The Court may apply penalties in the current seven cases. Moreover, under current law, any citizen may seek enforcement of a penalty against someone who is in parliament in breach of the Constitution.

But Subsection (i) is not the only Constitutional anachronism. The biggest of all is the fact that as a remnant of Britain’s imperial past the Queen can claim citizenship of 16 countries of which she is now head of state, while Australians who hold British nationality cannot act as a member of their own parliament!

What is to be done?

Some MPs have called for parliament to be prorogued while a total audit of the nationality of MPs is carried out. But that could take months.

The High Court may interpret the Constitution so as to eliminate the problem, but that’s unlikely because some MPs have already been barred from taking office because of Subsection (i).

The Constitution should be amended so that parliamentary membership is not prohibited for those holding dual citizenship. In 2003 former Greens leader Bob Brown almost got the required absolute majority support for a referendum bill to change Section 44, but was defeated by the absence of some Labor members and the opposition of conservative members including National Party senator Bill O’Chee.

Ultra-conservative forces would probably oppose a new attempt to alter the Constitution regarding Subsection (i). In the past Turnbull himself might have supported a referendum on the issue, but on recent form he’s most unlikely to do so now, because he depends heavily on the very unreliable support of the Tony Abbott clique and other parliamentary ultra-conservatives.

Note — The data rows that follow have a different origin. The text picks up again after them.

PR #230, opened 2019-02-15
Add back pass for server.ThreadedHTTPServer

chiragjn:
https://github.com/lutzroeder/netron/blob/66d68bd74c16dfd568ec4df5cb6ef801f92e435c/src/server.py#L112-L114

A `pass` was removed (possibly by mistake) 9 days ago which causes the netron==2.8.7 server to break due to IndentationError
```python
    class HTTPServerThread(threading.Thread):
        ^
IndentationError: expected an indented block
```

### DIFF
--- a/package.json
+++ b/package.json
@@ -11,11 +11,12 @@
     "repository": "lutzroeder/netron",
     "main": "src/app.js",
     "scripts": {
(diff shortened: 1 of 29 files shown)


lutzroeder:
#232

PR #231, opened 2019-02-17
[OpenVINO] Adding support for TensorIterator and improved validation (#191)

demid5111:
@lutzroeder  this PR covers:

1. Fixing the error with the TensorIterator after the transition to DOM parser instead of PEG.js parser
2. Added more test cases that reveal the problem that was not caught after the transition to DOM parser
3. Added self-validation of the OpenVINO graph: when the graph is built we need to make sure that there is only one connected component. Earlier, existing tests did not check it resulting in the Netron producing multiple connected components for the OpenVINO IR which is not correct by definition.


demid5111:
@lutzroeder thank you for proactively merging it. I am switching now to the weights loading

Issue #168, opened 2018-10-25
Loop, If and Scan support


dshirron:
Is there roadmap for supporting operators of loop type:
For example:
 ONNX Loop
Caffe2 ONNXWhile

lutzroeder:
Can you share a sample file for each and describe what support you are looking for?

dshirron:
`from caffe2.python import workspace, model_helper,core
import numpy as np
from caffe2.proto import caffe2_pb2

# Now import the caffe2 mobile exporter
from caffe2.python.predictor import mobile_exporter

from caffe2.python.onnx import frontend
import onnx

# Create the initial input data
workspace.ResetWorkspace()
max_trip_count = np.full(1,20).astype(np.int64)
condition = np.full(1,True).astype(np.bool)
first_init = np.full((1),1).astype(np.float32)
second_init = np.full((1),1).astype(np.float32)
workspace.FeedBlob("max_trip_count", max_trip_count)
workspace.FeedBlob("condition", condition)
workspace.FeedBlob("first_init", first_init)
workspace.FeedBlob("second_init", second_init)

# Create body net
body_net = caffe2_pb2.NetDef()
# Two loop carried dependencies: first and second
body_net.external_input.extend(['i', 'cond', 'first', 'second'])
body_net.external_output.extend(['cond_new', 'second', 'third', 'third','cond','cond'])
add_op = core.CreateOperator(
    'Add',
    ['first', 'second'],
    ['third'],
)
print_cond = core.CreateOperator(
    'Print',
    ['cond'],
    [],
)
print3 = core.CreateOperator(
    'Print',
    ['third'],
    [],
)
limit_const = core.CreateOperator(
    'ConstantFill',
    [],
    ['limit_const'],
    shape=[1],
    dtype=caffe2_pb2.TensorProto.FLOAT,
    value=1000.0,
)
cond = core.CreateOperator(
    'LT',
    ['third', 'limit_const'],
    ['cond_new'],
    broadcast=1
)
body_net.op.extend([add_op, print_cond,print3, limit_const, cond])

while_op = core.CreateOperator(
    'ONNXWhile',
    ['max_trip_count', 'condition', 'first_init', 'second_init'],
    ['first_b', 'second_a', 'kabiba','kusa','asd'],
    body=body_net,
    has_cond=True,
    has_trip_count=True,
    save_scopes=0,
)

main_net = caffe2_pb2.NetDef()
main_net.op.extend([while_op])
[...]

Issue #68, opened 2018-01-24
Hierarchical expansion of large graphs


jenniferzhu:
I failed to load 2.1 MB .meta file generated from char-rnn model (https://github.com/sherjilozair/char-rnn-tensorflow) with python 2.7 and tensorflow 1.0.

It is loading forever... I am wondering what is wrong with these files?

lutzroeder:
How did you produce the `.meta` file? Can you share it?

lutzroeder:
The graph has more than 5000 nodes and the graph layout is choking. Tried running GraphViz and it's running forever as well. Those graphs will need an expand and explore UI that avoids rendering the entire graph. TensorFlow support is pretty experimental at this point.

jenniferzhu:
Thanks @lutzroeder 
I hope there would be some ways to workaround this issue, since I really like Netron's image of models.

erwincoumans:
Same issue, meta file is here in case you want to test it:
https://github.com/bulletphysics/bullet3/blob/master/examples/pybullet/gym/pybullet_data/policies/ppo/minitaur_reactive_env/model.ckpt-14000000.meta

srikanthdevalour:
Netron doesnot show FC layer in the diagram. I need to view the weights of the FC layer. Is there anything we can do it view Fully Connected layer.

lutzroeder:
@srikanthdevalour can you create a new issue and add a sample file.

kobemini:
@lutzroeder You mentioned "Those graphs will need an expand and explore UI that avoids rendering the entire graph" , are there any improvements planned for release versions in the future?

jojivk73:
For large graphs, is it possible to add an option to show a given node +  fanin and fanouts upto specified level.
Example netron <g.pbtxt> -node <node_name> -level 3

JasonWayne:
@jojivk73  there is no such args like node or level in my netron cmd line...

yairb-gm:
Hi, I'm encountering this issue as well for models I was able to open with previous versions, of onnx files

lutzroeder:
@yairb-gm can you share a sample file to reproduce the issue.

Fannettembrown:
Also check an see if your branch system has a Flutter system....

CarlPoirier:
Hi @lutzroeder,

[...]

PR #318, opened 2019-08-09
Add basic tensorflow subgraph (function) support

scottcjt:
Hi,

This patch adds basic `FunctionDef` support in TF. Basically a `FunctionDef` is a `GraphDef` with some minor differences such as:

* graph inputs/outputs are explicitly declared
* when referencing a node output, the format is `<node_name>:<output_arg_name>:<port>`. The **output_arg_name** is determined by op type, and it is hidden in this patch (which is not a good thing IMHO...).

### DIFF
--- a/src/tf.js
+++ b/src/tf.js
@@ -228,8 +228,23 @@ tf.Model = class {
             else if (model.meta_graphs.length > 1) {
                 name = i.toString();
             }
+            else {
+                name = 'main';
+            }
             this._graphs.push(new tf.Graph(metadata, metaGraph, name));
         }
+
+        // Recursively add all subgraphs.
+        let visited_graph = [];
+        let pending_graphs = [...this._graphs];
+        while (pending_graphs.length > 0) {
+            let g = pending_graphs.shift();
+            visited_graph.push(g);
+            for (let f of g.functions)
+                pending_graphs.push(f);
+        }
+        this._graphs = visited_graph;
+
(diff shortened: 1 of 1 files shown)


lutzroeder:
@scottcjt Can you provide a sample file to test this change?

scottcjt:
Sure. But I don't know any public url-reachable model using this, so here is a sample graph. [tf_function.tar.gz](https://github.com/lutzroeder/netron/files/3491480/tf_function.tar.gz)

The most easy way to get a TF graph with functions is to use TF-2.0 and its new control flow. Sample above is generated by:

```python
import tensorflow as tf

def save_to_pb_and_txt(name, gdef):
    from google.protobuf.text_format import MessageToString

    with open('%s.pb' % name, mode='wb') as fp:
        fp.write(gdef.SerializeToString())

    with open('%s.pbtxt' % name, mode='w') as fp:
        fp.write(MessageToString(gdef))

def build_simple_loop_graph():
    @tf.function(input_signature=[tf.TensorSpec(shape=[1], dtype=tf.int32)])
    def main(n):
        total = 0
        i = 0
        while i < n[0]:
            total += i
            i += 1

        return tf.identity(total, name='out')

    # Test...
    result = main([10])
    assert result.numpy() == sum(range(10)), 'expect %d, got %d' % (sum(range(10)), result)

    cfunc = main.get_concrete_function()
    save_to_pb_and_txt('xd', cfunc.graph.as_graph_def())

build_simple_loop_graph()
```

lutzroeder:
#168 #68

Former Prime Minister Bob Hawke has pointed out that the whole Constitution needs a thorough review, but the present government would never assume that responsibility.

The government has used nationality as a political weapon, having threatened to strip Australian citizenship from any citizen with dual nationality who participates in military conflict or terrorism. It also maintains that Australian-born children of asylum seekers now detained offshore will not have Australian citizenship.

As Eureka Street editor Fatima Measham commented recently: “... the notion that citizenship is conditional for a specific subset of the citizenry surely undermines citizenship itself.”

But now the government is faced with the strong possibility that it will lose power because of the Constitution’s dual nationality anachronism, which it has refused to tackle.

The validity of legislation that the Turnbull government has passed with its tiny majority might also be called into question, if the court finds that the presence of members of the government or its crossbench supporters was invalid because of Subsection (i).

The government has lost the support of its last loyal crossbencher, Cathy McGowan regarding confidence and supply, and she has joined Labor and others in demanding the resignation from cabinet of ministers Joyce and Nash.

And the government may face a parliamentary privileges inquiry into former Minister Bruce Billson, who it appears was involved with the Franchising Council while still a Member of Parliament. Backbench Senator Barry O’Sullivan and assistant Health Minister David Gillespie are dealing with similar charges under Subsection (iv), which prohibits anyone who is benefiting by payments from the public purse from taking a parliamentary position.

This has stalled initiatives to deal with climate change, sought to bring tax relief to the nation’s richest citizens, left asylum seekers imprisoned offshore with no hope of release, attempted to slowly cripple Medicare and has supported reductions in pay for the nation’s poorest workers.

The constitutional crisis may bring about the government’s downfall and many would say the sooner the better.